> **Exercise details**: Lines in which "following" appears should be pulled from the data below.

> **Excerpted data**:
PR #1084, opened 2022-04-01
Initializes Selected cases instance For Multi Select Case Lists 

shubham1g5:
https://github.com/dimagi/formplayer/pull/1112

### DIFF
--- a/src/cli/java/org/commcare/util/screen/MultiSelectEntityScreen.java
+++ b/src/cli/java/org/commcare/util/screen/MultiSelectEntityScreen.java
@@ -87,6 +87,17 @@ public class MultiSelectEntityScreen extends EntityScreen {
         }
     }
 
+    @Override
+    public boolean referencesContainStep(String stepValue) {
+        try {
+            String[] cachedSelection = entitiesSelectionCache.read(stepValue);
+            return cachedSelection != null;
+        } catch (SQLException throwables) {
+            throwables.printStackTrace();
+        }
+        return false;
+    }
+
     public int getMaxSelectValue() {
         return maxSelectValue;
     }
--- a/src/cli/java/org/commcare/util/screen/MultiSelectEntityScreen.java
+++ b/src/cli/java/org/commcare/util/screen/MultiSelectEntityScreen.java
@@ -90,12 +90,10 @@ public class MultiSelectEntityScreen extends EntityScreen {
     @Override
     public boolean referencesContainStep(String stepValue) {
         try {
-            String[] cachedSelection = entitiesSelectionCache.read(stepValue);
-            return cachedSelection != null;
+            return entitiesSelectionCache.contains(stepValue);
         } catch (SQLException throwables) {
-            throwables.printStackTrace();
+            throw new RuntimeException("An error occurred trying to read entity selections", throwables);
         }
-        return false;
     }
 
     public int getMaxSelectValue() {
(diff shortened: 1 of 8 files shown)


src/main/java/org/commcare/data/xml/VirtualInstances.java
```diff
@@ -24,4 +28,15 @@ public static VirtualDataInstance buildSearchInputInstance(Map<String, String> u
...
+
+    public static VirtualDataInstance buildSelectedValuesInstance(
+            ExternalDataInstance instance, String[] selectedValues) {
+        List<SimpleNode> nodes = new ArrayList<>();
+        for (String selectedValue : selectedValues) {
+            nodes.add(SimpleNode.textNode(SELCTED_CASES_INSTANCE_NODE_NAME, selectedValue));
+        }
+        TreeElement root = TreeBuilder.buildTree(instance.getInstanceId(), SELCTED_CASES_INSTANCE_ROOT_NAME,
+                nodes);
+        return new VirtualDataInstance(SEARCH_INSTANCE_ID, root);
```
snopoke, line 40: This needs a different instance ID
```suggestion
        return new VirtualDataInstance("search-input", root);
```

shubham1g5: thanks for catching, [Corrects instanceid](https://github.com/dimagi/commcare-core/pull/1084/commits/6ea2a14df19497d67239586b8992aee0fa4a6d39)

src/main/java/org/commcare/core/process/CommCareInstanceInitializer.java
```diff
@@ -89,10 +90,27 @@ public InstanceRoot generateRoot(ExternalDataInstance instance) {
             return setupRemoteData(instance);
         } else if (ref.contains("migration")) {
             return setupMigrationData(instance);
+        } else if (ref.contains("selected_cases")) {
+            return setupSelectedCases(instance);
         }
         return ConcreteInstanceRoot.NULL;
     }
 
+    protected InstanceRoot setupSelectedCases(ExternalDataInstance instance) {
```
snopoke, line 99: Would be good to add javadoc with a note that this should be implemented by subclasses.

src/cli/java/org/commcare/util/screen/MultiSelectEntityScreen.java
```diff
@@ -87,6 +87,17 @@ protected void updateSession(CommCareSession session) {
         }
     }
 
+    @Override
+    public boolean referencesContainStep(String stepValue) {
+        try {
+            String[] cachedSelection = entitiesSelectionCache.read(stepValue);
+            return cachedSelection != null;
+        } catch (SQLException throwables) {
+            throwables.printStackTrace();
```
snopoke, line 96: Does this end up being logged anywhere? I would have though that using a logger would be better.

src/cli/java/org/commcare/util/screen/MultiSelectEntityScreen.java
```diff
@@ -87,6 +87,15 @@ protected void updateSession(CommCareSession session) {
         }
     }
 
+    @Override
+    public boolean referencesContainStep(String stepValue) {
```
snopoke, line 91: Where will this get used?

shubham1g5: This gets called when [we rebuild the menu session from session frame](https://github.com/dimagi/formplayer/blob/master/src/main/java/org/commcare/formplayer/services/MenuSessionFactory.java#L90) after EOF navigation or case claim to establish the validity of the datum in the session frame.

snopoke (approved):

---

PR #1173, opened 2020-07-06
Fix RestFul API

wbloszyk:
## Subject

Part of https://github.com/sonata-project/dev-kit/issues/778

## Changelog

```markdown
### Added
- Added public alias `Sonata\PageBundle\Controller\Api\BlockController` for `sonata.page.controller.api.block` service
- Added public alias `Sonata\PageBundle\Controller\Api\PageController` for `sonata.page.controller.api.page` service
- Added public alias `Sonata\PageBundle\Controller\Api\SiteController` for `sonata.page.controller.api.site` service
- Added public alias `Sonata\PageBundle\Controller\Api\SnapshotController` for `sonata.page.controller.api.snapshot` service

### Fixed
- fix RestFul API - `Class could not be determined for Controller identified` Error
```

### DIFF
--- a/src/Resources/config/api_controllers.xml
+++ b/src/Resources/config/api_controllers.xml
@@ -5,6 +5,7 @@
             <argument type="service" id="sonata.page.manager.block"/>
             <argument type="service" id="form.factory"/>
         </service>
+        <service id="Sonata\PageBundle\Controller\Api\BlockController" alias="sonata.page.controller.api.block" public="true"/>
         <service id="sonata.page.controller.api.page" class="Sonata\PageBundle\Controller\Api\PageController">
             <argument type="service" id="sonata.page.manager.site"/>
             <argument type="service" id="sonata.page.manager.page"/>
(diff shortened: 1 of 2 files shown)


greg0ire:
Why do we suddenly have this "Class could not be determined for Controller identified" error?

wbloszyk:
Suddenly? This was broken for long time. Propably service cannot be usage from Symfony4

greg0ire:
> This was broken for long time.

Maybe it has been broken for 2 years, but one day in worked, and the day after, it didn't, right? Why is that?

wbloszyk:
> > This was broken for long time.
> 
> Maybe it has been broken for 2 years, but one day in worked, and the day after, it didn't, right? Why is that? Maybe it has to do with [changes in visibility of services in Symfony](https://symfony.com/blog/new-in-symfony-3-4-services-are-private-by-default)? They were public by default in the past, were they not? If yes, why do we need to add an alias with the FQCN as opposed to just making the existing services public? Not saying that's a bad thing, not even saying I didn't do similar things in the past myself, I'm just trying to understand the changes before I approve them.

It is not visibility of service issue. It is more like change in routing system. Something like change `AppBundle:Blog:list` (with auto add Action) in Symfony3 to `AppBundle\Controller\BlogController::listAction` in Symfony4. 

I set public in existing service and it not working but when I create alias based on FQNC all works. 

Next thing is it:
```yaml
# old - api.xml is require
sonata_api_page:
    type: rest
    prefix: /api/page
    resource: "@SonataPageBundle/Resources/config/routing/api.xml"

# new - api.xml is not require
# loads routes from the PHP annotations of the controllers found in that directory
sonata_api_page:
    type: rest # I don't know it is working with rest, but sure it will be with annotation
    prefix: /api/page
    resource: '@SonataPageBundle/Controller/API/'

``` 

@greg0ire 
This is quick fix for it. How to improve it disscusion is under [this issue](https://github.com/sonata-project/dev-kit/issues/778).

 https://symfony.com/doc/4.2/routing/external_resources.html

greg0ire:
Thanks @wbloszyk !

--

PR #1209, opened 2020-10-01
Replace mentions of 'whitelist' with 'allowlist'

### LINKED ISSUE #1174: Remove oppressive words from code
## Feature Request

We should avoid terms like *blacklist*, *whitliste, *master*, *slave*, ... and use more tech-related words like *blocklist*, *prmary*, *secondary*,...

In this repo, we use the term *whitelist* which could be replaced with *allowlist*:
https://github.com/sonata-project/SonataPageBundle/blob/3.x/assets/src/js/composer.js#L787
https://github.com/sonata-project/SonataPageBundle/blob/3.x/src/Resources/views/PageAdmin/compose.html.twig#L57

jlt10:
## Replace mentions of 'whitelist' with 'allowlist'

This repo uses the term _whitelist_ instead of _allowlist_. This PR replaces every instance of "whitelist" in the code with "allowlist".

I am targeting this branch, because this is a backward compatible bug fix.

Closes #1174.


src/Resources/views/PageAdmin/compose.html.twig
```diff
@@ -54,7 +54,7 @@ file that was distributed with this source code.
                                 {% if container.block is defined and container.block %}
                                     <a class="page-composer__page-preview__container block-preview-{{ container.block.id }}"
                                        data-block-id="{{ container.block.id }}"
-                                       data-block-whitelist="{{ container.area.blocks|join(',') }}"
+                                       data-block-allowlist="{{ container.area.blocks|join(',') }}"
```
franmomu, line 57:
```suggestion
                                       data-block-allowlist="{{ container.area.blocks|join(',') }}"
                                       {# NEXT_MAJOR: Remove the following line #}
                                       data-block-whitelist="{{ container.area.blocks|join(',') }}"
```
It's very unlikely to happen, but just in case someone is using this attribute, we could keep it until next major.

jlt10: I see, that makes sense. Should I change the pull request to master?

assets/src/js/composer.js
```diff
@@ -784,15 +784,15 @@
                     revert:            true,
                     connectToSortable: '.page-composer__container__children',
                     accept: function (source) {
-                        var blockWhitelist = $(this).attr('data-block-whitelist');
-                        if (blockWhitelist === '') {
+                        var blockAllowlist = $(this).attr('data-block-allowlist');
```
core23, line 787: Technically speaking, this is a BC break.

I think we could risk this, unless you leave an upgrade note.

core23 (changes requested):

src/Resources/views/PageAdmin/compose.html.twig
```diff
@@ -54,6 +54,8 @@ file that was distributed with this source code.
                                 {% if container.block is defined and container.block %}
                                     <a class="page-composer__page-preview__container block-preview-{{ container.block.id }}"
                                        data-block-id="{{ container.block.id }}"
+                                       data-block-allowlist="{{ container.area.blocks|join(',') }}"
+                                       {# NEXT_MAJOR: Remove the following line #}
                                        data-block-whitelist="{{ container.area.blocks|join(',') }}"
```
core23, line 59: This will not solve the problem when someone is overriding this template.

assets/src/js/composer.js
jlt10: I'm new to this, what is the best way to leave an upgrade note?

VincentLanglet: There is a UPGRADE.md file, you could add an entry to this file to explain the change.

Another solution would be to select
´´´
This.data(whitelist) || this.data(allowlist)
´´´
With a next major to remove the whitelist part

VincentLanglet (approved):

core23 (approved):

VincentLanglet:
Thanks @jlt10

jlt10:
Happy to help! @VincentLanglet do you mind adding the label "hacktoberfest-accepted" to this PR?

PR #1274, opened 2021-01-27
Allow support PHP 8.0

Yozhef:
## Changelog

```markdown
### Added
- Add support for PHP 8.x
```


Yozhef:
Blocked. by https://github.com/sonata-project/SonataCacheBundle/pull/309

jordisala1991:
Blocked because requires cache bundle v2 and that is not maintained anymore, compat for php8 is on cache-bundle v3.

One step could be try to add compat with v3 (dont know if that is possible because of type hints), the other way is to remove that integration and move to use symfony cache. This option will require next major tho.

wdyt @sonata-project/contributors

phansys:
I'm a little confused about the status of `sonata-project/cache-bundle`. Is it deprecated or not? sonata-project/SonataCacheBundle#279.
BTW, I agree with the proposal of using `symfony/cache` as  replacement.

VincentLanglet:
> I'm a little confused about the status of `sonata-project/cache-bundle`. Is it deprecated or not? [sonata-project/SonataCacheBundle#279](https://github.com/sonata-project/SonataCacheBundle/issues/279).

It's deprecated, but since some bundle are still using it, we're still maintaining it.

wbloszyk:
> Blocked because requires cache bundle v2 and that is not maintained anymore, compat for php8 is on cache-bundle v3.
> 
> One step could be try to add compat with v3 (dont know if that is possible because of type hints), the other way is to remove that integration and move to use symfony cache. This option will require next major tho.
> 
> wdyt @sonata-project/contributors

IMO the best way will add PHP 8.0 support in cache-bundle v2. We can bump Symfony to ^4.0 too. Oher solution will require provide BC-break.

> **Response**:
                                       {# NEXT_MAJOR: Remove the following line #}
+                                       {# NEXT_MAJOR: Remove the following line #}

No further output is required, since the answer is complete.